毛時安提到,他親眼所見剛跳完舞的演員大口大口地喘氣,那口氣仿佛接不上來,而腳背上的血管就像蚯蚓趴在上面,血管突突地跳。有時候你的內心活動,臉上不一定表現出來,但是你的肢體,你的眼神,你的肌肉的某一部分會突然動一下,這就是肉體和靈魂之間默契的呼應、互動,是用生命熬出來的美麗鮮花。講這番話時,毛老師是站起來的,深情并茂,讀者也為之動容,情不自禁地鼓起掌來。
我選擇了舞蹈,舞蹈也選擇了我
“當初可能是我選擇了舞蹈,考了舞蹈學院,獲了一些獎,接下來就要看自己的修行。當時我上學比較早,19歲本科畢業,然后我就覺得想去做一點自己想做的東西,我不想坐等。我還是希望自己有能力選擇和創作自己想做的東西,因為我們想從根本上回答一個問題,‘我們為什么要跳舞’。畢業之后的幾年里,我拍過電視劇,參加過一些重要演出,又有一些新的獎項,也和同學出了本合集叫《身體筆記》。我想主動去創造一些機會,去創造一些平臺。”于是2009年,亞彬創建了個人工作室,開始了“亞彬和她的朋友們”藝術品牌的創作,每年都有一季舞劇演出。從最開始的《與你·共舞》一直到去年的《青衣》,每一年都會以不同的主題來呈現不同的創作風格。亞彬的那些同學,都是非常棒的舞者,大家認真地做著這件事,反響出乎意料地好。
“第一季是在北京朝陽9個劇場上演,居然全部滿場。演出結束的時候,很多觀眾都在樓道里面等著我們演員出來,也有一些外國的夫婦,他們都是駐京工作很久,他們就講他們在北京很多年了都沒有看到過這么好的演出。”亞彬和同學們通過自身的努力,不但養活了自己,還有了一些回收和補足。
毛時安
關于亞彬的那些同學們,毛時安心懷贊賞,還熱心地做了如下介紹:“武巍峰是北京舞校非常優秀的演員,個子比較矮小。上海曾排過舞劇《閃閃的紅星》,主演是黃豆豆。《閃閃的紅星》參加比賽,黃豆豆腳崴了,就請武巍峰擔任小冬子的角色,結果發現武巍峰非常適合演小冬子,很機靈,彈跳非常好、非常有力度,個子小但是勁頭十足。武巍峰演出以后,那一年在全國舞蹈比賽中《閃閃的紅星》得了全國金獎。”

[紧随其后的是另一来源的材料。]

PR #3599, opened 2025-02-25
Add support for Swift nightly packaging

externl:
This PR adds support for Swift nightly packaging. We can't use the XCFramework from brew since `binaryTargets` must be relative to `Package.swift` and `systemLibrary` doesn't support XCFrameworks. 

Unfortunately this means that we can't use the main Ice repo as the packaging and we'll have to use https://github.com/zeroc-ice/ice-spm (I think should rename to `IceSwift`). 

For the nightly builds I've setup a structure similar to our nightly brew tap.

Additionally, with some help from @bernardnormier I was able to remove the dependance on Ice's private header files.


Package.swift
externl, line 1: I moved the plugin to use the expected Swift folder structure.

packaging/swift/build-swift-repo.sh
externl, line 1: This file creates the "IceSwift" repository with the updated Package.swift and all the files in the right spot.

swift/src/Ice/CommunicatorI.swift
```diff
@@ -296,11 +297,27 @@ extension Communicator {
 }
 
 struct DefaultsAndOverrides {
-    init(handle: ICECommunicator) {
-        var defaultEncoding = EncodingVersion()
-        handle.getDefaultEncoding(major: &defaultEncoding.major, minor: &defaultEncoding.minor)
-        self.defaultEncoding = defaultEncoding
-        defaultFormat = FormatType(rawValue: handle.getDefaultFormat())!
+    init(_ properties: Properties) throws {
+        let defaultEncodingValue = properties.getIceProperty("Ice.Default.EncodingVersion")
```
externl, line 301: We just read the two properties we care about manually.

swift/src/IceImpl/TraceUtil.mm
```diff
@@ -2,9 +2,13 @@
 
 #import "include/TraceUtil.h"
 
-#import "Ice/TraceUtil.h"
 #import "LoggerWrapperI.h"
 
+namespace IceInternal
+{
+    void traceSlicing(const char*, std::string_view, const char*, const Ice::LoggerPtr&);
```
bernardnormier, line 9:
```
// Redeclare internal function from the Ice C++ library.
```

swift/src/Ice/CommunicatorI.swift
```diff
@@ -296,11 +297,27 @@ extension Communicator {
...
+        default:
+            fatalError("Invalid Ice.Default.EncodingVersion value: \(defaultEncodingValue)")
+        }
+
+        let defaultFormatValue = try properties.getIcePropertyAsInt("Ice.Default.SlicedFormat")
+
+        switch defaultFormatValue {
+        case 0:
+            defaultFormat = .compactFormat
+        case 1:
```
bernardnormier, line 316: According to https://doc.zeroc.com/ice/3.7/property-reference/ice-default#id-.Ice.Default.*v3.7-Ice.Default.SlicedFormat

0 = compact
non-0 = sliced

That's not what you implemented.

bernardnormier (approved):

pepone (commented):
I wonder if we should take a different approach here.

在談到第三季《守望》的創作初衷時,亞彬的表達非常樸實:“為什么那期叫《守望》呢?我希望人們不管生活如何忙碌,周圍環境如何嘈雜,我還是希望在他們心中,有一片可以為藝術守望的凈土。”亞彬和她的朋友們特別想做守望的人,也特別希望可以在這樣一種狀態下去詮釋對舞蹈的理解。亞彬最初選擇了舞蹈,但是靈魂中的守望,讓舞蹈也選擇了她。她累在其中,也樂在其中。
舞蹈是世界性語言
亞彬的工作室和文化品牌日趨成熟,也為她走向國際舞臺打下了堅實的基礎。作為英國國家芭蕾舞團歷史上第一位受邀委約創作的中國編舞,亞彬談了與這個國際團隊合作中一些的感受:“這是一個全球女性編舞計劃,片名叫《她說》,我是他們從全世界不同文化背景國家中挑選出來的三名女編舞之一。我想以中國元素去呈現一個世界故事,我選擇的題目是《美狄亞》。我希望狄美亞的形象,是一只腳穿著足尖鞋,另一只腳光腳,藝術總監表示不解,這在以往的芭蕾舞形象中是沒有的,豈不是像瘸子一樣。我說我有我的想法、我的設計。”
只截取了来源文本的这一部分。